Entity Extraction Scripts

What is EES?

Entity Extraction Scripts (EES) is a scripting protocol that can be called during Entity Extraction. It allows you to create your own Text References and Connections (links) between Text References.

Why use EES?

Sintelix has in-built Entity Extraction which will mark up, for example, Persons, Organisations, Locations and Date times.

Dictionaries contain lists of words so you can mark up specialised terms, such as Drugs, Weapons, Aircraft, etc.

However, sometimes you want to capture:

  • text patterns, such as Licence Plates

  • combinations of words, for example, a Drug near a Weapon in a sentence.

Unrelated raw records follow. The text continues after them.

PR #297, opened 2019-07-08
Fix or squelch ansible-lint warnings

ripleymj:
Keeping a clean ansible-lint report for local.yml and oem.yml would be good. I'm slowly working down the list.

Currently ignoring:
[403] Package installs should not use latest


kylelaker:
Clearly it'd be cool to start adding real CI/CD to this project in some way, but temporarily, should we look into adding a Travis build that just runs `ansible-lint`?

ripleymj:
It's somewhere on my list of considerations, but we'd need to do something clever since Travis only has ancient Ubuntu. I figure getting a clean report is probably the first step here.

I also just tried a generic yaml linter, which might be a good addition, but it seems to have very different opinions about style vs ansible-lint.

ripleymj:
And before anyone runs off doing this, we should probably have some evaluation of the CI services, and see if Travis is even a decent fit.

ripleymj:
This PR eliminates all ansible-lint warnings now, with exceptions for the following rules:
301: Commands should not change things if nothing needs doing
305: Use shell only when shell functionality is required
306: Shells that use pipes should set the pipefail option
403: Package installs should not use latest

403 is excluded globally, as we intentionally do that all over the place. The rest are targeted with the "noqa" flag. 306 should be reviewed later, but modifying that right now scares me.

I also rolled a fair number of yamllint cleanups into this, but that's nowhere near silent yet, and I'm not sure it easily will be.

roles/oem/tasks/vm_only_post.yml
```diff
@@ -15,7 +15,7 @@
 # The USB 2/3 controllers are only available with the Virtualbox
 # Extensions which are non-free software and available only under the Oracle
 # PUEL. We should ensure we have not accidentally included them.
-- name: Validate missing USB 2/3 controllers
+- name: Validate missing USB 2/3 controllers # noqa 306
```
kylelaker: Can we document why we don't use pipefail (or at least say that we plan to re-evaluate later)?

roles/user/handlers/main.yml
```diff
@@ -6,15 +6,15 @@
...
+    "Changes have been made to your machine that
+    will only take effect when you log out or
     when you reboot. Please do this immediately."
   environment:
     XDG_RUNTIME_DIR: "/run/user/{{ item.uid }}"
   become: yes
   become_user: "{{ item.user }}"
   loop: "{{ real_users }}"
-- name: Restart update manager
+- name: Restart update manager # noqa 305
```
kylelaker: Does this actually need shell or can we use command? If not, can we document why?

PR #298, opened 2019-07-21
Mirror transport

### LINKED ISSUE #292: Consider alternative approaches to apt update failure
After #290 and #291 taught us that Ansible will consider failure of any mirror as fatal, we made the step optional. Adding both the CS mirror and the Ubuntu upstream was intentional, to increase odds of success, but with this failure early in the playbook, software installation cannot succeed.

Opening this issue for discussion on alternate approaches that would allow apt source failover.

ripleymj:
Here's an attempt at #292. Apt has a "mirror transport" instead of http/https. In brief testing, it appears to allow more explicit configuration of mirror priority, and Ansible doesn't trip over itself when a mirror is unavailable.

If merged, closes #292

### DIFF
--- a/roles/common/files/mint.mirror
+++ b/roles/common/files/mint.mirror
@@ -1,0 +1,2 @@
+https://mirror.cs.jmu.edu/pub/linuxmint/packages	priority:1
+http://packages.linuxmint.com	priority:2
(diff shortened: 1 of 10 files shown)


ripleymj:
This breaks the Mint Update Manager, so it may not be usable.

VirtualBox_Mint Tina_21_07_2019_20_09_23

ripleymj:
This also seems to prevent Ansible from finishing the Packer build, so I'm inclined to scrap the idea at this point.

In addition, with EES you can:

  • add features to Text References

  • create connections (links) between Text References

  • add images to entities

  • set Document Tags or Properties based on Text References found in a document.

Dictionaries and EES

With Dictionaries, you can use lists of words and phrases to create Text References, including adding features to the Text References created.

You can refer to Dictionary wordlists in your scripts or use the Text References created by Dictionaries.

When is EES applied?

You can assign EES configurations in the Document Processing configuration to be applied during Ingestion.

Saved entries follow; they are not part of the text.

PR #300, opened 2019-07-21
Remove i386 architecture from dpkg

### LINKED ISSUE #294: Remove i386 support
Mint seems to autoconfigure support for i386 packages, and pulls the package catalogs for both architectures on every update. Since we have no i386 packages, let's remove this during OEM setup.

ripleymj:
Closes #294

### DIFF
--- a/roles/oem/tasks/vm_only_pre.yml
+++ b/roles/oem/tasks/vm_only_pre.yml
@@ -3,3 +3,8 @@
 # Tasks for the oem role to run at the beginning of playbook execution
 - name: Remove unneeded stock packages
   apt: name={{ packages_to_remove }} state=absent purge=yes
+- name: Remove i386 architecture
+  lineinfile:
+    path: /var/lib/dpkg/arch
+    state: absent
+    line: 'i386'


kylelaker:
We perform an upgrade and an install immediately after the i386 architecture is removed. Should the package cache be updated before we upgrade and after we remove the architecture?

Is there a reason to not just remove the architecture for real hardware as well? Are we are sure we even would work on i386? Do we want to accept that we wont't after Mint 20 anyway?

ripleymj:
If we weren't running in the tightly controlled OEM context, I'd say possibly another package cache update, though I feel like we already have too many of them. I'm only pushing this because Mint ships without any i386 packages installed, so the upgrade shouldn't trigger any i386 package installations. Shortly after that, we erase the entire package database.

I didn't want to do this for real hardware, as we're not as tightly constrained on space, and I think the probability of someone doing something weird like installing a 3rd party driver bundle with some 32 bit dependency, or installing Steam is higher. If Mint 20 removes support altogether, then we can drop this.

You have the choice of two stages in the Sintelix workflow for your EES - Early and Late.

  • Early applies EES before the built-in learned entities (with link types such as tag:Person, tag:Organisation and tag:Location) are extracted.

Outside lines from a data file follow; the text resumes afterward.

PR #24, opened 2025-01-15
1043: Record event when failing an ECT

ghost:
ensure event is send after failing an ECT induction
also add additional service assertions for pass induction

ticket https://github.com/DFE-Digital/register-ects-project-board/issues/1043


peteryates (approved):
Nice!

PR #26, opened 2025-01-15
Add TRS refresh timestamp to teachers table

peteryates:
It'll be useful to know when the teacher record was last synced with TRS and we might even use it to ensure we don't leave any records too long between sync.


tonyheadford (approved):
Nice idea

PR #27, opened 2025-01-16
[#893]: Create PostgreSQL backups to Azure Storage for snapshot production database

ltello:
This PR adds github workflows and actions to:
- create a backup of the default database of any environment and store it in Azure Storage
- restore a backup from Azure Storage to any app default database
- add a snapshot database to the production environment.
- setup a nightly workflow to backup the production database, store it in Azure Storage and restore the snapshot database from it.

Currently, 2 options are included for the last task (restore the snapshot db nightly from production):

- a dedicated GitHub workflow that creates a dump of the main db in production and restores the snapshot db from it, all inside a single workflow. 
This is a straightforward approach that requires an extra workflow scheduled nightly to produce and store a second dump of the db in production if we want to keep daily copies for security reasons.

- a GitHub workflow that eventually calls the generic workflows for backup/restore of any environment db.
This approach have the advantage of enabling us to manually trigger (any time from the Github Actions UI) a call to restore the snapshot db. Also, the same daily dump used to restore the snapshot db is stored in Azure Storage and be the backup copy we want to keep on a regular basis. No need for a second dump to be run every day.

Also, we need to consider the space limitations of our account in Azure Storage if we are storing a dump per day or we want to overwrite them daily and keep just the most recent one.

Easier to review commit by commit.

### DIFF
--- a/config/terraform/application/variables.tf
+++ b/config/terraform/application/variables.tf
@@ -94,7 +94,7 @@ variable "postgres_flexible_server_sku" {
 }
 
 variable "postgres_snapshot_flexible_server_sku" {
-  default = "GP_Standard_D2ds_v4"
+  default = "B_Standard_B1ms"
 }
 
 variable "postgres_enable_high_availability" {


config/terraform/application/variables.tf
```diff
@@ -93,6 +93,10 @@ variable "postgres_flexible_server_sku" {
   default = "B_Standard_B1ms"
 }
 
+variable "postgres_snapshot_flexible_server_sku" {
+  default = "GP_Standard_D2ds_v4"
+}
```
peteryates, line 98: I think this might be a bit overpowered (and expensive) for the snapshot server, we should probably be using a burstable plan - and then upgrade it later if needed.

Can it be `B_Standard_B1ms` for now?

.github/workflows/backup-db.yml
```diff
@@ -0,0 +1,103 @@
...
+          echo "DB_SERVER=${AZURE_RESOURCE_PREFIX}-${SERVICE_SHORT}-${CONFIG_SHORT}-pg" >> $GITHUB_ENV
+          if [ "${BACKUP_FILE}" == "schedule" ]; then
+            BACKUP_FILE=${SERVICE_SHORT}_${CONFIG_SHORT}_${TODAY}
+          elif [ "${BACKUP_FILE}" == "default" ]; then
+            BACKUP_FILE=${SERVICE_SHORT}_${CONFIG_SHORT}_adhoc_${TODAY}
+          else
+            BACKUP_FILE=${BACKUP_FILE}
+          fi
+          echo "BACKUP_FILE=${BACKUP_FILE}" >> $GITHUB_ENV
+          echo "KEYVAULT_NAME=${AZURE_RESOURCE_PREFIX}-${SERVICE_SHORT}-${CONFIG_SHORT}-inf-kv" >> $GITHUB_ENV
```
peteryates, line 82: I know this is needed but it's _dense_.

config/terraform/application/variables.tf
ltello: Sure

.github/workflows/backup-db.yml
ltello: Ok, I have split it into 2 steps and added some comments to clarify a bit their purpose.

peteryates (approved):
Looks great!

  • Late applies EES after the built-in entity extraction. If you want your EES to match Text References created during the built-in Entity Extraction, you need to set the EES to run in Late Stage processing.

Acronym detection is enabled only for a text references created by an EES added at the early stage. Acronyms will not be identified for text references created by a late script, therefore acronym detection also should be handled by the script.

How does EES work?

An EES contains a list of Rules.

Rules contain a:

  • Pattern which Sintelix checks for in the text of ingested Documents, and

  • Output Phrases, which tells Sintelix what to do once the Pattern has been matched.

Rules operate in sequence. A Rule can refer to the output of a Rule that has been run previously.

EES scripts can be conditional, for example, only run if a Document has a particular tag.

EES uses Annotations

An EES looks for Patterns. These patterns are identified by the Annotations and, if required, their features identified in the Document. A Text Reference is a type of Annotation.

A simplified example:

  • a Dictionary has been applied mark-up all Weapons.

  • another Dictionary has been applied to identify targets.

  • an EES will check if a Weapon and a Target occur in the same sentence and create a connection (link) between the Weapon and the Target.

Editing and Testing Scripts

You can edit and test EES using the Text Graph Analyser.